Looking through the records below, please work out how many lines contain "once". Give only that number.

*** DATA EXCERPTS ***

PR #243, opened 2018-08-30
FEATURE - complete block orders

dannypaz:
## Description
This PR adds functionality to the broker that allows us to take a block order into a `COMPLETED` status once all orders have been fulfilled.

Changes:
1. added events for completed/rejected
2. Created a new state machine plugin called `StateMachineEvents`
3. used EventEmitters for events in a order to communicate with a block order through the use of `StateMachineEvents`
4. updated block order to only set its complete status if all orders/fills are fulfilled
5. tests

## Related PRs

## Todos
- [ ] Tests
- [ ] Documentation
- [x] Link to Trello


dannypaz:
[Change order status to COMPLETED when it's completed [CCXT]](https://trello.com/c/fBfocb4m/635-change-order-status-to-completed-when-its-completed-ccxt)

dannypaz:
[inform clients of orders that are cancelled bc the relayer went down](https://trello.com/c/NjzCIgwD/620-inform-clients-of-orders-that-are-cancelled-bc-the-relayer-went-down)

broker-cli/certs/.gitignore
```diff
@@ -1,4 +1,5 @@
-# Ignore everything in this directory except this file
+# Ignore everything in this directory except this file and a README
```
treygriffith: I think this is the wrong pr to make this change in.

broker-cli/certs/.gitignore
```diff
@@ -1,4 +1,5 @@
...
 # We never want to inadvertantly check-in files to the certs/ directory
+*
```
treygriffith: Don't make this change in this PR.

broker-cli/test/test-helper.js
```diff
@@ -9,7 +9,10 @@
 // unhandled promise rejections are not handled by default in mocha currently,
 // but are deprecated in node.js, so should indicate test failure
 // @see {@link https://github.com/mochajs/mocha/issues/2640|mochajs/mocha#2640}
-process.on('unhandledRejection', () => { throw new Error('Unhandled rejection during testing') })
+process.on('unhandledRejection', (err) => {
+  console.error(err)
```
treygriffith: I don't think this error is the one that you want. Have you tested this?

broker-daemon/block-order-worker/index.js
```diff
@@ -1,17 +1,25 @@
...
 const { promisify } = require('util')
 const safeid = require('generate-safe-id')
+
 const { BlockOrder, Order, Fill } = require('../models')
 const { OrderStateMachine, FillStateMachine } = require('../state-machines')
+const {
+  Big,
+  getRecords,
+  SublevelIndex,
+  events: { BlockOrderWorkerEvents }
```
treygriffith: I don't think this should be in utils since it's specific to this module

broker-daemon/block-order-worker/index.js
```diff
@@ -91,7 +126,26 @@ class BlockOrderWorker extends EventEmitter {
 
     this.logger.info(`Created and stored block order`, { blockOrderId: blockOrder.id })
 
-    this.emit('BlockOrder:create', blockOrder)
+    // Register listener events by the current blockOrderId
+    this.once(BlockOrderWorkerEvents.COMPLETE + id, async (blockOrderId) => this.completeBlockOrder(blockOrderId))
```
treygriffith: I don't like the concatenation here, I'd rather this be a function I think.

broker-daemon/models/block-order.js
```diff
@@ -160,7 +160,24 @@ class BlockOrder {
...
+   * @return {BlockOrder} Modified block order instance
+   */
+  complete () {
+    const activeOrders = this.openOrders.filter(o => o.status !== BlockOrder.STATUSES.COMPLETED)
+    const activeFills = this.fills.filter(f => f.status !== BlockOrder.STATUSES.COMPLETED)
+
+    // If we still have active orders or fills, then the block order is not completed
+    // so we can simply return the object
+    if (activeOrders || activeFills) {
+      return this
```
treygriffith: It seems odd to not error out if we aren't updating the status. Why do that?

broker-daemon/models/block-order.js
```diff
@@ -160,7 +160,24 @@ class BlockOrder {
...
     this.status = BlockOrder.STATUSES.FAILED
+    return this
+  }
+
+  /**
+   * Move the block order to a completed status
+   * @return {BlockOrder} Modified block order instance
+   */
+  complete () {
+    const activeOrders = this.openOrders.filter(o => o.status !== BlockOrder.STATUSES.COMPLETED)
```
treygriffith: Can't a block order be completed even if an underlying order was cancelled?

broker-daemon/models/block-order.js
```diff
@@ -160,7 +160,24 @@ class BlockOrder {
...
+    const activeFills = this.fills.filter(f => f.status !== BlockOrder.STATUSES.COMPLETED)
```
treygriffith: See comment above: can't a block order be completed even if a fill was rejected (shouldn't we even expect that case)?

broker-daemon/state-machines/fill-state-machine.js
```diff
@@ -111,10 +114,11 @@ const FillStateMachine = StateMachine.factory({
    * @param  {RelayerClient}       options.relayer
    * @param  {Map<String, Engine>} options.engines     Collection of all avialable engines
    * @param  {Function}            options.onRejection A function to handle rejections of the fill
+   * @param  {Function}            options.onCompletion A function to handle the completion of the fill
    * @return {Object}                                  Data to attach to the state machine
    */
-  data: function ({ store, logger, relayer, engines, onRejection = function () {} }) {
-    return { store, logger, relayer, engines, onRejection, fill: {} }
+  data: function ({ store, logger, relayer, engines, worker }) {
```
treygriffith: I'm not a fan of exposing the block order worker to the state machine. I think the worker should know about the state machine, but not the inverse of that. I don't think there is a need to make that relationship two-way.

broker-daemon/block-order-worker/index.js
dannypaz: it is shared between modules

broker-daemon/models/block-order.js
dannypaz: This is a future change. If the block order still has active orders/fills we dont want to update its status to completed

broker-daemon/models/block-order.js
dannypaz: Yup. im missing this case

broker-daemon/state-machines/fill-state-machine.js
dannypaz: @treygriffith its not necessarily exposing the worker as much as exposing the events API. The current use of `onRejection` was ok, but its real goal is message passing. The only reason we use `worker` here is for triggering an event that the block order is listening for, that the block order can only set.

dannypaz: @treygriffith This was the tradeoff that I made vs using a callback. I tried to avoid this situation because we both had agreed earlier that we wanted the worker/state machine separation. This was one of the cleanest implementation choices

broker-cli/test/test-helper.js
dannypaz: @treygriffith I had legit test failures that were being swallowed by this call. We should log the error JIC

dannypaz:
After talking w/ @treygriffith we have decided to have the state machines be event emitters, where the block order worker will add events directly on the state machine in order to pass messages between the two.

broker-daemon/block-order-worker/index.js
dannypaz: @treygriffith we are removing this in the next iteration of the PR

***

_RESPONSE TO THE EXERCISE_
2